Sintetizzando, la Germania viola queste due 'regole' base: ha da anni un avanzo
commerciale ben superiore al 6% fissato dal Six
Pack, una normativa europea; si rifiuta di interrompere la moderazione
salariale per rilanciare la domanda interna, e quindi aumentare le
importazioni, e in tal modo viola di fatto anche due regole non scritte: quella
della convergenza, nella zona euro, di tassi di inflazione vicini al 2%, e
quella di mantenere la crescita dei salari nominali in linea con la
produttività
Chiaramente la Germania si muove all'interno dell'unione
monetaria proteggendo i propri interessi economici; nel sottotitolo del libro,
però, tu parli di “doppia morale”, scomodando quindi un concetto, quello di
moralità, che generalmente ha ben poco a che fare con l'economia. A meno che
non si parli di ordoliberismo, un pensiero economico nato, non a caso, a
Friburgo, e infatti ne parli...
R. Sì, chiaramente mi riferisco all’ordoliberismo, un'ideologia (stento a chiamare economia questo accrocco di chiacchiere) che permea il modo di pensare
delle élite tedesche. Il pensiero ordoliberista si è fatto portatore in
economia di un giudizio morale attraverso il 'principio di responsabilità' e il
conseguente concetto di 'colpa', e tutto ciò che non è pareggio di bilancio è
divenuto immorale, il debito è immorale ecc. Ma come al solito il moralista è
il peggior peccatore. Lo Stato tedesco ha aiutato con centinaia di miliardi le
banche tedesche, e le grandi banche di quel Paese sono banche speculative ed
erano in crisi perché protagoniste del tracollo finanziario americano; alla Germania fu in parte condonato e in parte
dilazionato il debito di guerra, ma non altrettanta benevolenza Berlino ha
mostrato con la Grecia. E dalla crisi la Germania a stra-guadagnato: dall’euro
debole, che ha favorito ancora di più le sue esportazioni, alla fuga dei
capitali dai Paesi periferici verso i suoi titoli di Stato, con enormi risparmi
di spesa per interessi – è stato calcolato che tra il 2010 e il 2015 lo Stato
tedesco si è finanziato risparmiano interessi per 100 miliardi, pari al 3% del
Pil! – m ). Il danno e la beffa per noi!
Nel libro affermi che “l'unione monetaria è basata su
principi antidemocratici che vedono la prevalenza della flessibilità dei
mercati sui principi di democrazia sociale”, e che “la fine della sovranità
economica è la fine della democrazia”. Non è semplice per un cittadino che non
mastichi di economia capire perché la sovranità monetaria e una banca centrale
che dialoghi con la politica siano condizioni indispensabili per l'esistenza
della democrazia in un Paese. Ce lo spieghi?

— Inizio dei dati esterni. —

PR #1064, opened 2022-06-27
Make Python error handling more consistent

### LINKED ISSUE #1054: `self.error` behavior
While discussing PR #1042 offline, we briefly touched on the idea of adding an option to control SC's handling of `self.error`. I'm working on addressing this PR now, and I wanted to offer an alternative, since I think there are a few downsides to error handling using the current error bit mechanism:

- Follow-on errors
  - Core API functions that return data (`get()`, `find_files()`), will set the error bit and return `None` on error, which can cause fatal follow-on errors if the `None` gets used. This makes debugging harder - it's generally easier to quickly figure out the problem when the initial error is fatal.
- No checking late in `_runtask()`
  - Any problems that set the error bit after preprocess() is run get ignored (won't be fatal). This means there might be something weird going on, but a user won't know unless they go ahead and inspect the logs closely
- Tests miss errors
  - I've noticed bugs in core API tests that cause functions to log errors, but since the tests aren't checking the error bit, the problem doesn't get caught
  - We could add an assert to every test that checks the error bit, but this increases boilerplate and still prone to bugs (if this check is missed)
- Not very intuitive in REPL
  - If you're working in an interactive prompt and you make a mistake (say typo in `chip.get()`), this will set the error bit. A user would probably go ahead and fix this (re-run without the typo), but if they call `chip.run()`, it will fail due to error bit being set regardless.
- Used inconsistently
  - Some tool drivers (OpenROAD, KLayout), will set `chip.error`, but many just throw exceptions
  - `_runtask()` checks the error bit after calling `preprocess()`, but it checks the value returned by `postprocess()` (and not the error bit)

I do think there's one advantage to the error bit, which is that it allows you to see and correct multiple errors at once, rather than hitting a single fatal error, fixing it, re-running to hit another one, fixing it, etc. Personally, I generally prefer to fix/re-run one error at a time, but I think that's mainly a personal preference that shouldn't be prescribed. (I'm also curious if there was any other reasoning behind handling errors this way that I've missed). 

My proposal: 

First of all, we should make sure error handling is consistent, no matter what we decide is best (I think we can all agree on this)! The caveat is that we may want to have different classes of errors that are handled in different ways (but it would be good to have a clear idea of what these are). 

My proposal itself is to get rid of `self.error`. Instead, almost every API call that currently sets `self.error` should throw a `SiliconCompilerError` (or some more specific error that inherits from it). This will be fatal in scripts (unless explicitly handled), and can be addressed in real time in an interactive prompt. If a core API function hits an error in a test, this will automatically cause the test to fail (unless explicitly waived). 

The exception will be `check_manifest()`. This is where I think it is useful to see multiple errors in one go. However, instead of setting the error bit, I think it should just log each error and return `False` if it finds any, and it should return `True` if it finds none. The call to `check_manifest()` inside `run()` should then throw a fatal error if `check_manifest()` returns false. 

This feels like the best of both worlds to me, since the checker will give you a full log of setup errors that aren't fatal up until that point, but anything that doesn't make sense (like reading/writing to a keypath that doesn't exist), will cause the program to exit on the spot. The other idea I'd entertain (which I think was being suggested when we discussed the PR last week) is to make an option that lets you select whether an error sets the error bit or throws a fatal exception. I'm open to that as well, although not 100% convinced the extra complexity is worth it.

nmoroze:
This PR refactors our Python error handling. It adjusts the default behavior of most errors to be fatal (throwing a `SiliconCompilerError`), while making it so you can adjust a schema parameter to make some errors try to continue (just logging an error and setting an internal flag).

To do this cleanly (and make it easy to tweak this behavior in the future), I added a public API method called `chip.error()` that takes in a message and raises an error. I tweaked the internal flag to be called `chip._error`.

I also tweaked `check_manifest()` and related checker functions to return a bool indicating success (as described in its docstring -- in this case the implementation didn't match the spec). None of the errors in the checker are considered fatal, but a failed check will cause execution to halt in `run()`. 

I think this default behavior is better since it reduces confusing follow-on errors, catches hidden issues in our tests (hence a few of those being changed in this PR), and makes interactive sessions easier. However, when debugging things like setup scripts it can be useful to catch many keypath typos in one run (for example), so having the 'continue' option be available is helpful for those sorts of cases.

Closes #1054.

### DIFF
--- a/examples/heartbeat_padring/build.py
+++ b/examples/heartbeat_padring/build.py
@@ -71,7 +71,7 @@ def build_top():
     lib = Chip(libname)
     lib.set('model', 'layout', 'lef', stackup, 'floorplan/heartbeat.lef')
     lib.set('model', 'layout', 'gds', stackup, 'heartbeat.gds')
-    lib.set('output', 'netlist', 'verilog', 'heartbeat.vg')
+    lib.set('output', 'netlist', 'heartbeat.vg')
     chip.import_library(lib)
     chip.set('input', 'def', 'floorplan/heartbeat_top.def')
 
--- a/siliconcompiler/core.py
+++ b/siliconcompiler/core.py
@@ -78,7 +78,7 @@ class Chip:
         # Local variables
         self.scroot = os.path.dirname(os.path.abspath(__file__))
         self.cwd = os.getcwd()
-        self.error = 0
+        self._error = False
         self.cfg = schema_cfg()
         # The 'status' dictionary can be used to store ephemeral config values.
         # Its contents will not be saved, and can be set by parent scripts
@@ -414,8 +414,7 @@ class Chip:
                     # fill in 'default' keys.
                     switches, metavar = self._get_switches(*keypath)
                     switchstr = '/'.join(switches)
-                    self.logger.error(f'Invalid value {item} for switch {switchstr}. Expected format {metavar}.')
-                    raise SiliconCompilerError('Invalid CLI arguments')
+                    self.error(f'Invalid value {item} for switch {switchstr}. Expected format {metavar}.', fatal=True)
 
                 # We replace 'default' in keypath with first N words in provided
                 # value. Remainder is the actual value we want to store in the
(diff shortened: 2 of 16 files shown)


aolofsson (approved):
Good change!!

PR #1075, opened 2022-07-06
Implement ['option', 'entrypoint']

nmoroze:
This PR implements the ['option', 'entrypoint'] parameter, allowing a user to select a different top-level module/main entrypoint for builds. 

An example use case for this parameter is verification. You may have a top-level sim wrapper for a design written in Verilog, and you want that to be the entry point for simulation. However, the design name needs to stay the same so that the simulation job can be recorded in the manifest alongside the RTL2GDS job.

The kernel of this change is a new core API function called `get_entrypoint()`. It returns the name of the top-level module based on the ['option', 'entrypoint'] and ['design'] settings, as specified. (I'm not 100% sold on this name -- since it's used so much, I think a more concise alternative like `chip.top()` or `chip.get_top()` might be better)

 I also expanded `sc_manifest.tcl`'s header to add a proc that duplicates this logic. I think we've discussed providing a library of TCL helpers before, and I figured this would be a reasonable way to start.

Otherwise, the change entailed going through and replacing instances of `chip.get('design')` and `chip.design` with calls to `chip.get_entrypoint()` where needed. One thing that made this change a bit tricky is that we don't want to change over all instances:

- I figure that the build directory and manifest name still want to be based off 'design', for packaging and cradle-to-grave manifest reasons
  - Where possible, I tried to refactor things to use `_getworkdir()` or `find_result()`, which generally makes for cleaner code and easier refactoring going forward
- Everything else, like input/output filenames, should be based on `get_entrypoint()` from here on out


nmoroze:
Rename `get_entrypoint()` to `top()`

aolofsson (approved):
This is great! Veriloator has a --top switch so there is precedence :smile:

PR #1079, opened 2022-07-08
Prepare for 0.9.2 release

nmoroze:
A bit of a hodge-podge PR, with all the small things we discussed today:

- Change `sc` app to use Skywater as default target
  - Also made the default coremargin smaller, since it was particularly large compared to the small heartbeat die
- Made `sc-show` use a dark background for KLayout
- Reverted the copy of heartbeat.v in the user guide directory back to a real file from a symlink, in order to fix our business cards...
- Release notes and version bump to prep for a 0.9.2 release


aolofsson (approved):

aolofsson:
Very nice!

PR #1082, opened 2022-07-10
Fix missing 'import' in Caravel example steplist

nmoroze:
Small issue I noticed when I went to run this myself - I think the steplist needs "import" added.


WRansohoff (approved):
Good catch, thanks!

I guess I didn't notice this because the heartbeat example only has one file, and the `run_chip_flow` method is a recent workaround to avoid modifying the OpenROAD tool driver.

PR #1083, opened 2022-07-11
Set PATH env var in the replay script even if 'path' parameter is not defined.

WRansohoff:
Sometimes it is necessary to use different versions of the same tool for different tasks. Our current `replay.sh` scripts will not work in that case, unless we include the value of the `$PATH` variable from when the task was originally run.

### DIFF
--- a/siliconcompiler/core.py
+++ b/siliconcompiler/core.py
@@ -4821,6 +4821,8 @@ class Chip:
                 envvars[item] = ':'.join(license_file)
         if self.get('tool', tool, 'path'):
             envvars['PATH'] = self.get('tool', tool, 'path') + os.pathsep + '$PATH'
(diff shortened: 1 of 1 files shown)


aolofsson:
Not sure about this solution...seems like we should move back to having path on a per step/index basis. I had not anticipated folks using different executables for different steps. We may need to move the version number back to a per step basis as well? @nmoroze

nmoroze:
This is based on some feedback we got, so we can go back to try and better understand the use case and come up with a good solution. I do see an argument for leaning into the schema more and making path and version be task-indexed.

One thing that I do recall coming up though is that some tools will shell out to other tools internally, and for that case it's useful to capture the full path for consistent replay.

PR #1084, opened 2022-07-12
Improve error handling for some kinds of chip.get / chip.getkeys failures.

WRansohoff:
I've run into a few situations where it has been difficult to debug the source of an error, because a generic exception is thrown at [this line](https://github.com/siliconcompiler/siliconcompiler/blob/fcbf3f7f75b786f0577311fc0714d27db0b1faa5/siliconcompiler/core.py#L796) in a `chip.get` or `chip.getkeys` call:

    keypathstr = ','.join(keypath)

The errors typically come from a `None` value in the keypath which gets passed into the method, along the lines of:

    TypeError: sequence item 1: expected str instance, NoneType found

Usually, this happens because a previous `chip.get` call received a value of `None` when the build script was expecting a valid string. The easiest way to observe this kind of error is:

    import siliconcompiler
    siliconcompiler.Chip('my_design').run()

Tracking down the unexpectedly empty value from a generic Python error is difficult, so I think we should add some checks to make sure that the keypath is valid at the top of the `chip.get` and `chip.getkeys` functions.

With this change, the invalid key path will be printed out, which should help the user determine which value is missing. In the above example, the invalid path is `('flowgraph', None)`, which points towards the root cause that no EDA flow was selected.

### DIFF
--- a/siliconcompiler/core.py
+++ b/siliconcompiler/core.py
@@ -909,7 +909,7 @@ class Chip:
             if not isinstance(key,str):
                 self.logger.error(f"Key [{key}] is not a string [{args}]")
 
-        keypathstr = ','.join(args[:-1])
+        keypathstr = f'{args[:-1]}'
         all_args = list(args)
 
         # Special case to ensure loglevel is updated ASAP
@@ -953,7 +953,7 @@ class Chip:
             if not isinstance(key,str):
                 self.logger.error(f"Key [{key}] is not a string [{args}]")
 
-        keypathstr = ','.join(args[:-1])
+        keypathstr = f'{args[:-1]}'
         all_args = list(args)
 
         self.logger.debug(f'Appending value {args[-1]} to [{keypathstr}]')
@@ -1011,6 +1011,7 @@ class Chip:
                 self.error(
                     f'Invalid keypath: {keypath}\n'
                     'Your Chip configuration may be missing a parameter which is expected by your build script.')
+                return None
 
         #set/add leaf cell (all_args=(param,val))
         if (mode in ('set', 'add')) & (len(all_args) == 2):
--- a/siliconcompiler/core.py
+++ b/siliconcompiler/core.py
@@ -795,7 +795,7 @@ class Chip:
 
         keypathstr = f'{keypath}'
 
-        self.logger.debug(f"Reading from [{keypathstr}]. Field = '{field}'")
+        self.logger.debug(f"Reading from {keypathstr}. Field = '{field}'")
         return self._search(cfg, keypathstr, *keypath, field=field, mode='get')
 
     ###########################################################################
@@ -904,11 +904,6 @@ class Chip:
         if cfg is None:
             cfg = self.cfg
 
-        # Verify that all keys are strings
-        for key in args[:-1]:
-            if not isinstance(key,str):
-                self.logger.error(f"Key [{key}] is not a string [{args}]")
-
         keypathstr = f'{args[:-1]}'
         all_args = list(args)
 
@@ -916,7 +911,7 @@ class Chip:
         if len(args) == 3 and args[1] == 'loglevel' and field == 'value':
             self.logger.setLevel(args[2])
 
-        self.logger.debug(f"Setting [{keypathstr}] to {args[-1]}")
+        self.logger.debug(f"Setting {keypathstr} to {args[-1]}")
         return self._search(cfg, keypathstr, *all_args, field=field, mode='set', clobber=clobber)
 
     ###########################################################################
@@ -948,15 +943,10 @@ class Chip:
         if cfg is None:
             cfg = self.cfg
 
-        # Verify that all keys are strings
-        for key in args[:-1]:
-            if not isinstance(key,str):
-                self.logger.error(f"Key [{key}] is not a string [{args}]")
-
         keypathstr = f'{args[:-1]}'
         all_args = list(args)
 
-        self.logger.debug(f'Appending value {args[-1]} to [{keypathstr}]')
+        self.logger.debug(f'Appending value {args[-1]} to {keypathstr}')
         return self._search(cfg, keypathstr, *all_args, field=field, mode='add')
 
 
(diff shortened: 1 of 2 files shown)


siliconcompiler/core.py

R La democrazia consiste nel decidere sui diritti civili e
sulla politica economica. La politica economica si basa su tre elementi:
politica fiscale, politica monetaria e politica del cambio. Tutti e tre ci sono
ora sottratti da istituzioni sovranazionali. Ma in Europa non esiste un
interesse sovranazionale comune. In ogni caso il nostro voto riguarda ora i
soli diritti civili. È una
menomazione esiziale della democrazia. La sinistra europeista e cosmopolita non
lo capisce, ritiene che l’internazionalismo sia non avere Patria. Può anche
averlo detto qualche padre del socialismo, ma è sbagliato, come ben sapevano
Togliatti o Lelio Basso. Internazionalismo significa battersi per la libertà
dei popoli, per la loro libertà di decidere il proprio destino. Senza uno Stato
nazionale scompare la lotta di classe. Tutta questa operazione di smantellamento
dell’autonomia democratica è legata al disegno dell’autoimposto vincolo estero
di cui abbiamo detto sopra. Questo vale anche per la difesa del senso di
cultura e comunità nazionale senza la quale non c’è spirito di appartenenza
civile e democratico. La sinistra ha purtroppo lasciato alla destra queste
bandiere. E la destra tale rimane, per cui io non mi fido.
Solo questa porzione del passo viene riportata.